Show Menu
TOPICS×

Data Feed contents - overview

This section describes the files found in a data feed delivery.

Manifest file

The manifest file contains the following details about each file that is part of the uploaded data set:
  • File name
  • File size
  • MD5 hash
  • Number of records contained in the file
The manifest file follows the same format as a Java JAR manifest file.
The manifest file is always delivered last as a separate .txt file, so that its existence indicates that the complete data set for that request period has already been delivered. Manifest files are named according to the following:
[rsid]_[YYYY-mm-dd].txt

A typical manifest file contains data similar to the following:
Datafeed-Manifest-Version: 1.0
 Lookup-Files: 1
 Data-Files: 1
 Total-Records: 611

 Lookup-File: rsid_date-lookup_data.tar.gz
 MD5-Digest: af6de42d8b945d4ec1cf28360085308
 File-Size: 63750

 Data-File: 01-rsid_date.tsv.gz
 MD5-Digest: 9c70bf783cb3d0095a4836904b72c991
 File-Size: 122534
 Record-Count: 611

Every manifest file contains a header, indicating the total number of lookup files, data files, and total number of records in all data files. This header is followed by multiple sections containing information for each file included in the data feed delivery.
Some feeds are configured to receive a .fin file instead of a .txt manifest. The .fin indicates that the upload is complete, but it contains no metadata about the upload.

Lookup files

Some data feed columns output a number that corresponds to its actual value. Lookup files are used to match a number from a data feed column and match it to an actual value. For example, a value of "497" in the browser hit data column indicates that the hit came from "Microsoft Internet Explorer 8" if you look in browser.tsv .
Note that the column_headers.tsv and event_list.tsv are specific to the data feed and report suite. Other files, such as browser.tsv , are generic.
The lookup files are delivered together in a compressed zip named according to the following:
[rsid]_[YYYY-mm-dd]-lookup_data.[compression_suffix]

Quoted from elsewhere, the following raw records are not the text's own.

PR #50, opened 2019-07-24
Add trivial postcondition to environment in loop_handler

fortunac:


wp/lib/bap_wp/src/environment.ml
```diff
@@ -119,7 +122,7 @@ let wp_rec_call :
   (t -> Constr.t -> start:Graphs.Ir.Node.t -> Graphs.Ir.t -> t) ref =
   ref (fun _ _ ~start:_ _ -> assert false)
 
-let init_loop_unfold (num_unroll : int) : loop_handler =
+let init_loop_unfold (num_unroll : int) (ctx : Z3.context) : loop_handler =
```
codyroux: Not crazy about this `ctx` here, it seems unnecessary and hard to keep consistent with the `ctx` in `env`. Can't we just use the one in `env`?

wp/lib/bap_wp/src/precondition.ml
```diff
@@ -531,12 +531,8 @@ let visit_jmp (env : Env.t) (post : Constr.t) (jmp : Jmp.t) : Constr.t * Env.t =
               | Some pre -> pre
               (* We always hit this point when finish a loop unrolling *)
               | None ->
-                (* FIXME: We are passing a trivial condition in the case that this
-                   is a backedge in the middle of the program. However, this
-                   generates more UNSAT results compared to passing in the
-                   postcondition. *)
-                info "Precondition for node %s not found!" (Tid.to_string tid);
-                Constr.mk_goal "true" (Bool.mk_true ctx) |> Constr.mk_constr
+                failwith (Format.sprintf "Precondition for node %s not found!"
```
codyroux: Shouldn't this be an `error` instead of an `info` now?

wp/lib/bap_wp/src/environment.ml
fortunac: I totally forgot about the `ctx` in the `env`. Thanks for the catch.

wp/lib/bap_wp/src/precondition.ml
fortunac: I'm a bit confused here. I removed the `info` made made it a `failwith` with the same message.

codyroux: I mean using `Self().error` to play nicer with BAP logging.

PR #51, opened 2019-07-30
Add flag to check to look for a countermodel

fortunac:


jtpaasch:
Much better comment on that function now.

jtpaasch:
I'd approve it, but I think @codyroux should have a looksie. Any tests needed?

codyroux:
Quick work! We'll add tests for the jump reachability spec in a bit, probably should be a separate PR. I don't think we need to test this, really (famous last words).

PR #55, opened 2019-08-16
Update design decisions with loop unfolding

fortunac:


wp/plugin/design_decisions.md
```diff
@@ -16,3 +16,9 @@
 - We do not correctly handle calls: no effort is made to correctly
   update the variables modified by the call, in particular we assume
   nothing was modified.
+
```
codyroux: I'm not in love with this explanation, since it hides some of the clever thinky things we did to come up with the algorithm, and might be hard to understand even for experts. Why don't I take a stab at it, and you can correct me if I made a mistake?

codyroux:
Closing for now, in favor of an updated version.

PR #56, opened 2019-08-16
Fortunac/output register comparison

fortunac:
Allows the user to specify what registers to check for equivalence with:
`--wp-output-vars=RDI,RSI,RCX,...`

### DIFF
--- a/wp/lib/bap_wp/src/environment.ml
+++ b/wp/lib/bap_wp/src/environment.ml
@@ -166,7 +166,9 @@ let loop_exit_pre (env : t) (node : Graphs.Ir.Node.t) (graph : Graphs.Ir.t)
         ) in
       match exit_node with
       | None -> None
-      | Some e -> get_precondition env e
+      | Some e ->
+        debug "Using precondition from node %s%!" (Tid.to_string e);
+        get_precondition env e
 
 let init_loop_unfold (num_unroll : int) : loop_handler =
   {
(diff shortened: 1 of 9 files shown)


wp/lib/bap_wp/src/environment.ml
```diff
@@ -166,7 +166,9 @@ let loop_exit_pre (env : t) (node : Graphs.Ir.Node.t) (graph : Graphs.Ir.t)
         ) in
       match exit_node with
       | None -> None
-      | Some e -> get_precondition env e
+      | Some e ->
```
codyroux: This seems unrelated to the feature in this PR, maybe we should revert this?

wp/lib/bap_wp/tests/unit/test_compare.ml
```diff
@@ -35,7 +35,7 @@ let assert_z3_compare (test_ctx : test_ctxt) (z3_ctx : Z3.context) (body1 : stri
     ~pp_diff:(fun ff (exp, real) ->
         Format.fprintf ff "\n\nComparing:\n%s\nand\n\n%s\nCompare_prop:\n%a\n\n%!"
           body1 body2 Constr.pp_constr pre;
-        print_z3_model ff solver exp real)
+        print_z3_model ff solver exp real z3_ctx pre)
```
codyroux: Same comment as above.

codyroux:
Other than the minor comments, it looks good!

PR #61, opened 2019-08-22
Compare Z3 arrays by checking the formulas with the Z3 solver

fortunac:
One caveat is that I had to change the API for `get_refuted_goals` from  `t -> Z3.Model.model -> Z3.context -> goal Core_kernel.Sequence.t` to ` t -> Z3.Solver.solver -> Z3.context -> goal Core_kernel.Sequence.t`

### DIFF
--- a/wp/lib/bap_wp/src/constraint.ml
+++ b/wp/lib/bap_wp/src/constraint.ml
@@ -116,30 +116,47 @@ let substitute (constr : t) (olds : z3_expr list) (news : z3_expr list) : t =
 let substitute_one (constr : t) (old_exp : z3_expr) (new_exp : z3_expr) : t =
   Subst (constr, [old_exp], [new_exp])
 
-let get_refuted_goals_and_paths (constr : t) (model : Z3.Model.model) (ctx : Z3.context)
-  : (goal * path) seq =
+let get_refuted_goals_and_paths (constr : t) (solver : Z3.Solver.solver)
+    (ctx : Z3.context) : (goal * path) seq =
+  let model = Z3.Solver.get_model solver
+              |> Option.value_exn ?here:None ?error:None ?message:None in
   let rec worker (constr : t) (current_path : path) (olds : z3_expr list)
       (news : z3_expr list) : (goal * path) seq =
     match constr with
     | Goal g ->
       let goal_val = Expr.substitute g.goal_val olds news in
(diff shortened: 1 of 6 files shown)


wp/lib/bap_wp/src/constraint.ml
```diff
@@ -116,30 +116,47 @@ let substitute (constr : t) (olds : z3_expr list) (news : z3_expr list) : t =
...
+        | Z3.Solver.SATISFIABLE ->
+          worker c1 (Tid.Map.set current_path ~key:tid ~data:true) olds news
+        | Z3.Solver.UNSATISFIABLE ->
+          worker c2 (Tid.Map.set current_path ~key:tid ~data:false) olds news
+        | Z3.Solver.UNKNOWN ->
+          failwith (Format.sprintf "get_refuted_goals: Unable to resolve branch \
+                                    condition at %s" (Tid.to_string tid))
+      end
     | Clause (hyps, concs) ->
       let hyps_false = List.exists hyps
```
codyroux: Can't you pass *all* the `hyp_val`s in a big list to `Z3.Solver.check`, to only invoke it once? I think this is equivalent to the conjunction, which I think is what you want.

wp/lib/bap_wp/tests/unit/test_compare.ml
```diff
@@ -425,6 +425,32 @@ let test_sub_pair_fun_4 (test_ctx : test_ctxt) : unit =
...
 
+let test_sub_pair_mem_1 (test_ctx : test_ctxt) : unit =
+  let ctx = Env.mk_ctx () in
+  let var_gen = Env.mk_var_gen () in
+  let blk1 = Blk.create () in
+  let blk2 = Blk.create () in
+  let mem = Var.create "mem" (mem32_t `r32) in
+  let loc1 = Var.create "loc" reg32_t in
+  let bv1 = Word.of_int ~width:32 0xDEADBEEF in
+  let bv2 = Word.of_int ~width:32 0x0FA1AFE1 in
```
codyroux: Cute!

codyroux:
Looks fine to me except maybe that one line where you handle `Clause`s! Check my reasoning though on that one...

wp/lib/bap_wp/src/constraint.ml
fortunac: Passing in the list of `hyp_val`s works like a charm!

PR #288, opened 2024-03-25
fix: create new items

gularsson:


gularsson:
Implemented in (partially?) in https://github.com/ttab/elephant-chrome/commit/31e3242104eaeb6d6816f571aac2a59fe9349155
Might be some bug fixes that we need to keep.

src/lib/yMapValueByPath.ts
dannelundqvist, line 1: A wee bit picky maybe. But this file has a lot of nested if clauses which makes it a bit harder to follow the logic and, I'd argue, also makes it easier to introduce bugs.

Maybe we should try to return early more? Like
```
if (current instanceof Y.Map) {
  current.set(keys[keys.length - 1], value)
  return
}

if (current instanceof Y.Array === false) {
  return
}

if (isNaN(index)) {
  throw new Error(`Invalid array index '${keys[keys.length - 1]}'`)
}

if (current.length - 1 >= index) {
  current.doc?.transact(() => {
    current.delete(index)
    current.insert(index, [value])
  })
  return
}

// ... and more...
```

dannelundqvist (changes requested):

dannelundqvist (approved):

PR #299, opened 2024-03-28
fix(Planning): separate awareness events from CollaborationContextPro…

gularsson:
…vider


dannelundqvist (approved):
Seems to be a really nice solution to this issue!

PR #300, opened 2024-03-28
fix(Navigation): reset navigation

gularsson:
Reset by clicking title or icon in ViewHeader or by keyboard shortcut alt+shift+<view number> this combination is used due to its resemblance to alt+<number> which is browser default to switch tabs


dannelundqvist (approved):
Works like a charm! 💯

PR #326, opened 2024-04-10
Feature/ele 508 convert yplanning to newsdoc

gularsson:


dannelundqvist (approved):
There is room for typescript improvement. But... only if you feel you have the energy :)

PR #337, opened 2024-04-15
Feature/ele 517 handle yxmltext in newsdoc y conversion

gularsson:


src-srv/utils/transformations/yjs/yPlanning.ts
dannelundqvist, line 1: Should we not rename this file as it is more generic than just "planning"?

dannelundqvist (changes requested):
Fantastic job! A lot cleaner in many places. Only one question about a file name.

src-srv/utils/transformations/yjs/yPlanning.ts
gularsson: Yes, certainly, will do.

dannelundqvist (approved):

PR #345, opened 2024-04-17
test: add tests for transformation slate to newsdoc

gularsson:


src-srv/utils/CollaborationServer.ts
```diff
@@ -218,13 +218,14 @@ export class CollaborationServer {
...
     // Fetch content
-    const { document = null } = await this.#repository.getDoc({
+    const { document = null, ...rest } = await this.#repository.getDoc({
       uuid,
       accessToken: context.token
     }) || {}
 
 
     if (document) {
+      console.log(rest)
```
dannelundqvist, line 228: Leftover that should be removed?

src-srv/utils/transformations/newsdoc/core/text.ts
```diff
@@ -26,9 +26,10 @@ const replace = (type: string, translateList: Record<string, string>): string =>
 }
 
 const createDocument = (): Document => {
+  // TODO: does this work, we'll find outj
```
dannelundqvist, line 29: It seems like it's working? Should the comment be removed?

dannelundqvist (approved):
Good tests! Two cleanliness questions.

src-srv/utils/transformations/newsdoc/core/text.ts
gularsson: Next attempt/PR is to revert and save. Then we'll find out

PR #362, opened 2024-04-24
feat: snapshot extension

gularsson:


dannelundqvist (changes requested):
Looks good and simple!

Lodash though, is more or less deprecated in many respects. Would it be possible to use `src/lib/debounce.ts` - and make it possible to cancel it -  instead of pulling in lodash as a new dependency?

gularsson:
> Looks good and simple!
> 
> Lodash though, is more or less deprecated in many respects. Would it be possible to use `src/lib/debounce.ts` - and make it possible to cancel it - instead of pulling in lodash as a new dependency?

I agree, I had just removed all lodash uses from the repo, though this application felt like a good compromise do reduce complexity, especially since we're doing it async...

dannelundqvist (approved):
As discussed. We'll leave the lodash dep in for now.

PR #384, opened 2024-05-06
feat: update connection with refreshed token, shared dir

gularsson:


src-srv/utils/extension-auth.ts
dannelundqvist, line 1: Perhaps it would be better to name the file "Auth.ts" or if that is unclear maybe "AuthExtension.ts"? It would follow the pattern of the other files.

dannelundqvist (changes requested):
Well needed cleanup. Nice! Stateless looks nice too. Just would like to suggest a filename change.

src-srv/utils/extension-auth.ts
dannelundqvist: An extension dir would probably be nice. We might create more extensions later.

PR #410, opened 2024-05-15
feat: verify no changes, filter __inProgress Ymaps

gularsson:


src-srv/utils/CollaborationServer.ts
```diff
@@ -231,6 +219,54 @@ export class CollaborationServer {
...
+    // Convert yDoc to newsDoc, so we can hash it and maybe save it to the repository
+    const { document } = yDocToNewsDoc(yDoc)
+
+    const currentHash = createHash(JSON.stringify(document))
+
+    // Compare original hash with current hash to establish if there are any changes
+    // This solution relies on the same order of keys in the documents, but a change of key order
+    // should be indicate a change in the document anyway.
+    if (yDoc.getMap('hash').get('hash') === currentHash) {
+      console.debug('::: saveDoc: No changes in document')
```
dannelundqvist, line 240: Is this intentionally left in the code? Will produce a lot of log messages later on.

src-srv/utils/CollaborationServer.ts
```diff
@@ -231,6 +219,54 @@ export class CollaborationServer {
...
+      })
+
+      await connection.transact(doc => {
+        const versionMap = doc.getMap('version')
+        const hashMap = doc.getMap('hash')
+        versionMap.set('version', result?.response.version.toString())
+        hashMap.set('hash', currentHash)
+      })
+
+      console.debug('::: Snapshot saved: ', result.response.version, 'new hash:', currentHash)
```
dannelundqvist, line 266: Is this intentionally left in the code? Will produce a lot of log messages later on.

dannelundqvist (changes requested):
I understand the reasoning behind debug logging. Maybe we should put those debug log statements inside an if checking (env !== prod)?

src-srv/utils/CollaborationServer.ts
gularsson: My reasoning is that we should have a logging strategy (and log library) and via envs be able to set our desired loglevel. debug, info, warn, error.
If in case we need to debug something in prod we can change to `logLevel: debug` and without code changes get a better understanding.

This _will_ create a lot of messages right now, but I'd like to see it as an indication on what type of log message this should be, when we have a strategy in place.

dannelundqvist (approved):

PR #1445, opened 2026-06-24
Tests: modern expectations + consistent skip_on_cran()

CharlotteZZh:
Part of the test-suite overhaul (#1418, step 5). Two related items:

## 1. Convert to modern expectations
- `expect_equivalent(a, b)` → `expect_equal(a, b, ignore_attr = TRUE)` (15×)
- `expect_is(x, "cls")` → `expect_s3_class(x, "cls")` (3×)
- `expect_that(x, is_a("cls"))` → `expect_s3_class()` / `expect_type()` (4×)
- `expect_true(inherits(x, "cls"))` → `expect_s3_class(x, "cls")` (4×)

  • column_headers.tsv (customized for this data feed)
  • browser.tsv
  • browser_type.tsv
  • color_depth.tsv
  • connection_type.tsv
  • country.tsv
  • javascript_version.tsv
  • languages.tsv
  • operating_systems.tsv
  • plugins.tsv
  • resolution.tsv
  • referrer_type.tsv
  • search_engines.tsv
  • event_lookup.tsv (customized for this data feed)

Hit data files

Hit data is provided in a hit_data.tsv file. The amount of data in this file is determined by the delivery format (hourly or daily, and single or multiple files). This file contains only hit data. The column headers are delivered separately with the lookup files. Each row in this file contains a single server call.
Files delivered by Adobe vary based on the type of data feed that you have configured. All files are encoded using ISO-8859-1.
  • [rsid] refers to the report suite ID the data feed is from.
  • [index] is used only in multiple file feeds, and refers to the correct order of paginated files.
  • [YYYY-mm-dd] refers to the starting day the data feed is for.
  • [HHMMSS] is used only in hourly feeds, and refers to the starting hour the data feed is for.
  • [compression_suffix] refers to the type of compression used. Typically data feeds are compressed into tar.gz or zip files.

Daily, single file

After data is collected for a day, you receive a single compressed data file and a manifest file. The data file is named:
[rsid]_[YYYY-mm-dd].[compression_suffix]
When extracted, the data file contains a single hit_data.tsv file with all data for that day, as well as lookup files for any required columns.

Daily, multiple files

After data is collected for a day, you receive one or more compressed data files and a manifest file. The data file is named:
[index]-[rsid]_[YYYY-mm-dd].[compression_suffix]
When extracted, each data file contains a single hit_data.tsv that contains approximately 2GB of uncompressed data, as well as lookup files for any required columns.

Hourly, single file

After data is collected for an hour, you receive a single compressed data file and a manifest file. The data file is named:
[rsid]_[YYYY-mm-dd]-[HHMMSS].[compression_suffix]
When extracted, the data file contains a single hit_data.tsv file with all data for that hour, as well as lookup files for any required columns.

Hourly, multiple files

After data is collected for an hour, you receive one or more compressed data files and a manifest file. The data file is named:
[index]-[rsid]_[YYYY-mm-dd]-[HHMMSS].[compression_suffix]
When extracted, each data file contains a single hit_data.tsv that contains approximately 2GB of uncompressed data, as well as lookup files for any required columns.

Data file size

The hit data file size varies greatly depending on the number of variables actively used and amount of traffic sent to report suite. However, on average, a row of data is approximately 500B (compressed) or 2KB (uncompressed). Multiplying this by the number of server calls can provide a rough estimate on how large a data feed file is. Once your organizations starts receiving data feed files, you can find a more accurate number by dividing the number of rows in hit_data.tsv by its total file size.